What you need to do => The lines from the start of the data up to and including the one with "--- a/OpenTabletDriver/Devices/WinUSB/WinUSBRootHub.cs" should be returned exactly, and nothing else.
»»
PR #1415, opened 2021-09-09
Do not setup device notification hooks on Windows 7 and below

X9VoiD:
## Changes

- Fixes daemon crash on Windows 7 and below.
- Log WinUSB warning when running on Windows 7 and below.

### DIFF
--- a/OpenTabletDriver/Devices/WinUSB/WinUSBRootHub.cs
+++ b/OpenTabletDriver/Devices/WinUSB/WinUSBRootHub.cs
@@ -35,7 +35,16 @@ namespace OpenTabletDriver.Devices.WinUSB
         {
             _callback = NotificationCallback;
             _callbackPin = GCHandle.Alloc(_callback);
-            HookDeviceNotification();
+
+            if (OperatingSystem.IsWindowsVersionAtLeast(6, 2))
+            {
+                HookDeviceNotification();
+            }
+            else
+            {
+                Log.Write(nameof(WinUSBRootHub), $"Windows 7 does not support {nameof(WinUSBRootHub)} hotplug functionality.", LogLevel.Warning);
+                Log.Write(nameof(WinUSBRootHub), $"WinUSB device connections or disconnections won't be detected automatically and requires Daemon restart.", LogLevel.Warning);
+            }
 
             _currentDevices = new List<WinUSBInterface>();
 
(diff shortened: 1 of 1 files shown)


InfinityGhost (approved):

OpenTabletDriver/Devices/WinUSB/WinUSBRootHub.cs
```diff
@@ -35,7 +35,16 @@ public unsafe WinUSBRootHub()
...
-            HookDeviceNotification();
+
+            if (OperatingSystem.IsWindowsVersionAtLeast(6, 2))
+            {
+                HookDeviceNotification();
+            }
+            else
+            {
+                Log.Write(nameof(WinUSBRootHub), $"Windows 7 does not support {nameof(WinUSBRootHub)} hotplug functionality.", LogLevel.Warning);
+                Log.Write(nameof(WinUSBRootHub), $"WinUSB device connections or disconnections won't be detected automatically and require Daemon restart.", LogLevel.Warning);
```
InfinityGhost, line 46: This is implemented in the core library, this won't fly in the osu!framework implementation.

InfinityGhost (changes requested):

OpenTabletDriver/Devices/WinUSB/WinUSBRootHub.cs
X9VoiD: Windows 7 is EOL, it shouldn't be mandatory to fully support Windows 7 anymore. If it's troubling you that o!f might not accept this quirk then talk to them rather than assuming. Anyways, the review is outside of this PR's scope as that implies that we should fix a very special edge case just to support Win7 and below, all of which are EOL.

InfinityGhost: All I want is the message changed to be more generic for implementers.

X9VoiD: Ah gotcha, Daemon name lmao. Almost thought I have to work with ancient APIs again

X9VoiD: Resolved.

InfinityGhost (approved):

Issue #1146, opened 2021-06-06
Add support for Huion 420


3045:
# Tablet Information
| Name                | Value |
| --------------------- | ------- |
| Manufacturer     | Huion
| Product Name   | 420
| Width                 | 176
| Height                | 111
| Pressure Levels | 2048
| LPI                     | 4096

## Diagnostic Information
I'm unsure how to get this information as I am using Linux. Please direct me on how to do so.

## Additional information
I am requesting support for the Huion 420 (not H420...) I figured it won't be too much to add, but you never know since as far as I'm aware, the hardware for the 420 is nearly identical to the H420 (though don't quote me on this, I do think they share the same logic board) with the difference being that the hardware buttons aren't soldered on.

Mrcubix:
good thing you're on linux cause this tablet won't work on windows rn,

as for the config file, open OTD's UI, head to `help > export diagnostic`, zip that and upload it here

Java2107:
I have attached the diagnostic logs to this reply. Sorry for the delay, I was out all day yesterday.
[otd-diag.txt](https://github.com/OpenTabletDriver/OpenTabletDriver/files/6610705/otd-diag.txt)

X9VoiD:
Duplicate of #331

PR #1419, opened 2021-09-09
Add Huion 420 Configuration

### LINKED ISSUE #331: Support for HUION 420 tablet
## Description

Support for the HUION 420 tablet pls

Mrcubix:
# Verification:

https://discord.com/channels/615607687467761684/885589675333529632/885595268484055171
https://discord.com/channels/615607687467761684/885551214031409173/885580563593969724

# Note:

osu!tablet and 420 are the same tablet internally, therefore i marked both of the mas compatible since i used the same config for the both of them

As for how we determined the height, we made a guess on the lpi using the width and maxX (which is 2085 or roughly 82 lpmm)
and calculated the height using it, it may be incorrect but the advertised LPI is incorrect, tho it seem like it cover the entire tablet so we can assume that it's correct.

# Changes:

- Fixes #331 

# Tablet Owner / Contributor:

- FATKITTY#6988


JotaRata:
I think the specified width/height are wrong since there's a little margin (around 20 mm) in my 420 for which the position is clamped. As noted in #1146 the correct width and height are 176mm and 111mm respectively

jamesbt365:
The position is clamped because theres no more digitizer for the movement to be on, just because there is a signal still attached to the field the tablet generates doesn't mean  anything else actually exists to track where the pen is. The "correct width and height" you linked are the physical dimensions of the tablet itself, not the active area.

PR #1420, opened 2021-09-09
Add XP-Pen Innovator 16 support

X9VoiD:
## Changes

- Adds Innovator 16 configuration
- Adds `XP_PenTabletOverflowReport`

## Verification

https://discord.com/channels/615607687467761684/885638642469580860/885678803358216242


OpenTabletDriver/Vendors/XP_Pen/XP_PenReportParser.cs
```diff
@@ -9,9 +9,11 @@ public IDeviceReport Parse(byte[] report)
         {
             if (report[1].IsBitSet(4))
                 return new XP_PenAuxReport(report);
-            
-            if (report.Length >= 10)
+
+            if (report.Length == 10)
```
gonX, line 13: I'm not well versed on the details of every single XP Pen tablet, but this has the side effect of causing `report.Length == 11` reports to fall through to `TabletReport()` which would previously hit `XP_PenTabletReport`.

If we're 100% sure this isn't an issue, having it the way it is now seems fine for performance reasons, otherwise I'd suggest putting the new if statement prior to this one and reverting this so that it still checks for `>= 10`, (ie. `(x >= 12) {xpptOverflowReport} elseif (x >= 10) {xpptReport} else {tReport}`)

X9VoiD: Resolved

PR #1441, opened 2021-09-16
Add support for .NET 6.0

### LINKED ISSUE #1641: OTD does not build nor run with linux distros that upgraded to .NET 6
## Description

OpenTabletDriver does not have a target framework entry to support .NET 6, and the .NET 6 runtime does not have backwards compatibility with .NET 5.

## Possible fixes

- Both frameworks can be supported by specifying both `.net5.0` and `.net6.0` in `TargetFrameworks`
- Just merge #1441 
- Or, embed the runtime and enable assembly trimming for smaller binary file sizes.

X9VoiD:
and use Directory.Build.props to deduplicate some properties.

- Fixes #1641


Directory.Build.props
```diff
@@ -0,0 +1,14 @@
+<Project>
+  <PropertyGroup>
+    <OTDVersion>0.6.0.0</OTDVersion>
+    <OTDFrameworkBase>net6.0</OTDFrameworkBase>
```
InfinityGhost, line 4: Can we avoid the OTD acronym within the project?

OpenTabletDriver.Desktop/Reflection/Metadata/PluginMetadata.cs
```diff
@@ -68,7 +68,7 @@ public class PluginMetadata
 
         public static string GetSHA256(Stream stream)
         {
-            using (var sha256 = SHA256Managed.Create())
+            using (var sha256 = System.Security.Cryptography.SHA256.Create())
```
InfinityGhost, line 71: Really shouldn't need the full namespace because its included in an using statement
```suggestion
            using (var sha256 = SHA256.Create())
```

X9VoiD: It conflicts with member "SHA256"

Directory.Build.props
X9VoiD: So... `VersionBase` and `FrameworkBase`?

InfinityGhost: Works for me

OpenTabletDriver.Desktop/Reflection/Metadata/PluginMetadata.cs
InfinityGhost: Good point, forgot we had our own impl

.github/workflows/dotnet.yml
```diff
@@ -49,16 +49,17 @@ jobs:
       - name: Setup .NET Core
         uses: actions/setup-dotnet@v1
         with:
-          dotnet-version: 5.0.x
+          dotnet-version: '6.0'
+          include-prerelease: True
       - name: MacOS Publish
         env:
           runtime: osx-x64
           framework: net5
```
AbstractQbit, line 57: This is now unused here and in `Windows Publish` too. Might also move the runtime thing into options everywhere while at it

gonX:
Since #1556 was merged, you'll need to adjust `./build.sh` to use net6 as well (once you rebase, anyway)

OpenTabletDriver.Plugin/OpenTabletDriver.Plugin.csproj
```diff
@@ -1,17 +1,13 @@
...
   <PropertyGroup Label="Project Properties">
-    <TargetFrameworks>net5</TargetFrameworks>
-    <LangVersion>preview</LangVersion>
+    <TargetFramework>$(FrameworkBase)</TargetFramework>
   </PropertyGroup>
 
   <PropertyGroup Label="NuGet Package Information">
     <PackageId>OpenTabletDriver.Plugin</PackageId>
-    <Version>0.6.0.0</Version>
-    <Authors>InfinityGhost</Authors>
```
gonX, line 11: Removing these 2 lines seems unrelated to changing to .net6. What does this do?

X9VoiD: It's moved to `Directory.Build.props` so that property applies to all projects by default.

RandomExplosion:
If you guys don't mind me asking, what's the status on this pr?
From what i can tell it seems to be ready (i don't know the code base of course tho so there may well be something missing)

X9VoiD:
It's completely ready, it's just that @InfinityGhost wants to wait for osu! framework to also migrate to .NET 6 or atleast add support for it.

zsinx6:
@X9VoiD can you give more details about what is the relation between the osu! framework and this?

jamesbt365:
Our driver is integrated with osu lazer and framework, for compatibility reasons we will move to dotnet 6 when they move

X9VoiD:
Added multi-targeting to `OpenTabletDriver` project so there is no need to worry about compatibility anymore.

InfinityGhost (approved):

PR #1442, opened 2021-09-16
Re-enable self-contained publishing

X9VoiD:
and trim assemblies to cut down file size.

- Depends on #1441

Final file sizes are around 30Mb.


InfinityGhost:
I'd really prefer to not do self contained publishing. The filesize may be smaller now, but we've had multiple issues because of self contained executables.

X9VoiD:
We actually have more problems with non-self-contained assemblies (look at Discord's #help-windows and Gentoo) than self-contained. The only problem we had with self-contained publishing was big file size afaik.

InfinityGhost:
I'm really against building this self contained. I'd rather stick to our current process, the filesize is too much to justify.

X9VoiD:
Bringing this PR back as this is the recommended deployment model for .NET apps and it solves way many headaches for everybody. The file size is only around 30MB, not as big as you're making it out to be.

gonX:
Would be cool if you could squish commits a bit, so we don't get 16 commits for something that should be 1 or 2 commits (not to mention the .NET 6 change which we've already had).

Can someone explain the issues we had when we did use self-contained publishing?

X9VoiD:
No issues other than nix breaking as reported by @InfinityGhost, and file size.

We don't have to worry about type removal since all of those types are plugin types within OTD. Assemblies from OTD doesn't participate with assembly trimming because `IsTrimmable` is [false by default](https://docs.microsoft.com/en-us/dotnet/core/deploying/trimming/trimming-options#enable-trimming).

gonX:
Thanks. I'm still requesting a commit squish though ;)

X9VoiD:
Too much reflection on latest master to make this work again.

PR #1453, opened 2021-09-21
Update Kamvas 13 Configuration with M19f Variation

jltbb:
Found while troubleshooting, Index 201: HUION_M19f_200904


InfinityGhost (approved):

X9VoiD (changes requested):
Remove the new identifier, then change the device string into
```
"HUION_(?:M20h|M19f)_\\d{6}$"
```

X9VoiD (approved):

PR #1464, opened 2021-09-25
Decouple Driver capabilities

X9VoiD:
## Changes 
**- Implement core functionalities as required services.**
- Move report parser retrieval logic to the newly-added `IReportParserProvider`
  - Implementations: `ReportParserProvider`, `DesktopReportParserProvider`
- Add `ICompositeDeviceHub`
  - Implementations: `RootHub`
- Add `IDeviceHubsProvider`
  - Implementations: `DeviceHubsProvider`, this is mostly just a dependency of RootHub but decoupling it like this allows for CI-testing against mock devices.
- Add `IDeviceConfigurationProvider`
  - Implementations: `DeviceConfigurationProvider`, `DesktopDeviceConfigurationProvider`
  - This removes the need for loading configurations from within [osu!framework's code](https://github.com/ppy/osu-framework/blob/269c6c63625e56ec269dcf7024fb0e95baf68d36/osu.Framework/Input/Handlers/Tablet/TabletDriver.cs#L68).
  - Also adds the possibility of delivering configuration updates as a separate assembly/nuget, completely decoupling its release cycle from OTD.Core. (for those that want more, this also makes it possible to selectively select configurations from two sources, assembly and external json files)

**- Migrate to Xunit.**

**- Removed "machine-untestable" unit tests to allow for CI testing**

Also enable nullable context on some code.


OpenTabletDriver.Daemon/OpenTabletDriver.Daemon.csproj
```diff
@@ -8,6 +8,10 @@
     <LangVersion>preview</LangVersion>
   </PropertyGroup>
 
+  <ItemGroup>
+    <PackageReference Include="Microsoft.Extensions.DependencyInjection" Version="6.0.0-rc.1.21451.13" />
+  </ItemGroup>
+
```
InfinityGhost, line 14: Remove this. The daemon project depends on the core project which has this dependency already, we don't want to maintain two different versions unnecessarily.

OpenTabletDriver.Tests/OpenTabletDriver.Tests.csproj
```diff
@@ -2,16 +2,23 @@
...
+    <PackageReference Include="xunit" Version="2.4.1" />
+    <PackageReference Include="xunit.runner.visualstudio" Version="2.4.3">
+      <IncludeAssets>runtime; build; native; contentfiles; analyzers; buildtransitive</IncludeAssets>
+      <PrivateAssets>all</PrivateAssets>
+    </PackageReference>
+    <PackageReference Include="coverlet.collector" Version="3.0.2">
+      <IncludeAssets>runtime; build; native; contentfiles; analyzers; buildtransitive</IncludeAssets>
+      <PrivateAssets>all</PrivateAssets>
+    </PackageReference>
   </ItemGroup>
```
InfinityGhost, line 22: What's the reason for switching to xunit?

OpenTabletDriver.Plugin/CoreComponents/IDeviceConfigurationProvider.cs
```diff
@@ -0,0 +1,10 @@
+using System.Collections.Generic;
+using OpenTabletDriver.Plugin.Tablet;
+
+namespace OpenTabletDriver.Plugin
+{
+    public interface IDeviceConfigurationProvider
+    {
+        IEnumerable<TabletConfiguration> GetTabletConfigurations();
```
InfinityGhost, line 8:
```suggestion
        IEnumerable<TabletConfiguration> TabletConfigurations { get; }
```

OpenTabletDriver/ComponentProviders/DeviceConfigurationProvider.cs
```diff
@@ -0,0 +1,37 @@
...
+            _configurations = asm.GetManifestResourceNames()
+                .Where(path => path.Contains(".json"))
+                .Select(path => Deserialize(jsonSerializer, asm.GetManifestResourceStream(path)))
+                .ToArray();
+        }
+
+        public IEnumerable<TabletConfiguration> GetTabletConfigurations()
+        {
+            return _configurations;
+        }
```
InfinityGhost, line 28:
```suggestion
    public class DeviceConfigurationProvider : IDeviceConfigurationProvider
    {
        public DeviceConfigurationProvider()
        {
            var asm = typeof(Driver).Assembly;
            var jsonSerializer = new JsonSerializer();

            TabletConfigurations = asm.GetManifestResourceNames()
                .Where(path => path.Contains(".json"))
                .Select(path => Deserialize(jsonSerializer, asm.GetManifestResourceStream(path)))
                .ToArray();
        }

        public IEnumerable<TabletConfiguration> TabletConfigurations { get; }
```

OpenTabletDriver.Plugin/CoreComponents/IDeviceHubsProvider.cs
```diff
@@ -0,0 +1,10 @@
+using System.Collections.Generic;
+using OpenTabletDriver.Plugin.Devices;
+
+namespace OpenTabletDriver.Plugin
+{
+    public interface IDeviceHubsProvider
+    {
+        IEnumerable<IDeviceHub> GetDeviceHubs();
```
InfinityGhost, line 8:
```suggestion
        IEnumerable<IDeviceHub> DeviceHubs { get; }
```

OpenTabletDriver/ComponentProviders/DeviceHubsProvider.cs
```diff
@@ -0,0 +1,31 @@
...
+                    && type.GetCustomAttribute<DeviceHubAttribute>() != null
+                    && (type.GetCustomAttribute<SupportedPlatformAttribute>()?.IsCurrentPlatform ?? true))
+                .Select(type => (IDeviceHub)ActivatorUtilities.CreateInstance(serviceProvider, type))
+                .ToArray();
+        }
+
+        public IEnumerable<IDeviceHub> GetDeviceHubs()
+        {
+            return _deviceHubs;
+        }
```
InfinityGhost, line 29:
```suggestion
        public DeviceHubsProvider(IServiceProvider serviceProvider)
        {
            DeviceHubs = Assembly.GetExecutingAssembly().DefinedTypes
                .Where(type => type.IsAssignableTo(typeof(IDeviceHub))
                    && type.GetCustomAttribute<DeviceHubAttribute>() != null
                    && (type.GetCustomAttribute<SupportedPlatformAttribute>()?.IsCurrentPlatform ?? true))
                .Select(type => (IDeviceHub)ActivatorUtilities.CreateInstance(serviceProvider, type))
                .ToArray();
        }

        public IEnumerable<IDeviceHub> DeviceHubs { get; }
```

OpenTabletDriver.Plugin/CoreComponents/ICompositeDeviceHub.cs
```diff
@@ -0,0 +1,13 @@
+using System.Collections.Generic;
+
+namespace OpenTabletDriver.Plugin.Devices
```
InfinityGhost, line 3: Namespace must be updated, I also want to suggest a different name as well.
```suggestion
namespace OpenTabletDriver.Plugin.Components
```

OpenTabletDriver/DriverServiceCollection.cs
```diff
@@ -0,0 +1,31 @@
...
+{
+    public class DriverServiceCollection : ServiceCollection
+    {
+        public static readonly ReadOnlyCollection<ServiceDescriptor> RequiredServices = new(new ServiceDescriptor[]
+        {
+            ServiceDescriptor.Singleton<IReportParserProvider, ReportParserProvider>(),
+            ServiceDescriptor.Singleton<IDeviceHubsProvider, DeviceHubsProvider>(serviceProvider => new DeviceHubsProvider(serviceProvider)),
+            ServiceDescriptor.Singleton<ICompositeDeviceHub, RootHub>(serviceProvider => RootHub.WithProvider(serviceProvider)),
+            ServiceDescriptor.Singleton<IDeviceConfigurationProvider, DeviceConfigurationProvider>()
+        });
```
InfinityGhost, line 21: This is not referenced outside of this class, this should instead just be applied at the constructor.

InfinityGhost (changes requested):

OpenTabletDriver.Tests/OpenTabletDriver.Tests.csproj
X9VoiD: For `[MemberData]`, for removal of class decoration like `[TestClass]` or something, it is to also disallow any form of state on all of the tests in the form of `[Setup]` and `[Cleanup]` etc. Any test state that may affect the run of other tests will become hard to maintain in the future, especially on keeping it CI-testable and keeping track of how a state affects a test if it's not within the test function itself.

Xunit also have helper functions like `Record` for capturing exceptions without assertion and much better `Assert` messages.

OpenTabletDriver/DriverServiceCollection.cs
X9VoiD: Turned it into a private property get.

OpenTabletDriver.Tests/OpenTabletDriver.Tests.csproj
InfinityGhost: Works for me.

PR #1468, opened 2021-09-26
Decouple configs into OpenTabletDriver.Configurations

X9VoiD:
- [ ] Depends on #1464 

## Changes

- Moved OpenTabletDriver/Configurations into a separate assembly `OpenTabletDriver.Configurations` along with `DeviceConfigurationProvider`.
- Desktop: Source configurations from both the assembly and external files. External files take precedence when existing.

## Applications

Through this, we will be able to distribute configuration updates by only updating `OpenTabletDriver.Configurations`, as long as there are no "overrides" existing.


InfinityGhost:
Not sure why this got closed on deletion, should be rebased to master now.

PR #1472, opened 2021-10-01
Add Intuos 1 mouse support (closes #1428)

### LINKED ISSUE #1428: Expand IntuosV1 parser features (fix incorrectly reported pen pressure while hovering)
## Description

IntuosV1 tablets exhibit an odd flickering behavior on the pressure byte while hovering that the current IntuosV1 parser incorrectly reads as pressure. This issue is unique to the pen side of the tablet pen as the eraser side does not exhibit this flickering behavior (as seen in linked video). Hardware issues can be ruled out as the hardware pen status light on the tablet only turns green when actually putting pressure on the pen. 

## Attachments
««
Exercise result =>
PR #1415, opened 2021-09-09
Do not setup device notification hooks on Windows 7 and below

X9VoiD:
## Changes

- Fixes daemon crash on Windows 7 and below.
- Log WinUSB warning when running on Windows 7 and below.

### DIFF
--- a/OpenTabletDriver/Devices/WinUSB/WinUSBRootHub.cs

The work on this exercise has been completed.